WHAT IS BEING ASKED:
Each line below must be printed exactly as it stands.
*** GIVEN ENTRIES ***
PR #248, opened 2020-05-25
rest: group token data on a dict

mvidalgarcia:
closes reanahub/reana-ui#95

### DIFF
--- a/reana_server/rest/users.py
+++ b/reana_server/rest/users.py
@@ -272,15 +272,23 @@ def get_me():
               email:
                 type: string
*** End of GIVEN ENTRIES ***
EXERCISE SOLUTION:
PR #248, opened 2020-05-25
rest: group token data on a dict

mvidalgarcia:
closes reanahub/reana-ui#95

### DIFF
--- a/reana_server/rest/users.py
+++ b/reana_server/rest/users.py
@@ -272,15 +272,23 @@ def get_me():
               email:
                 type: string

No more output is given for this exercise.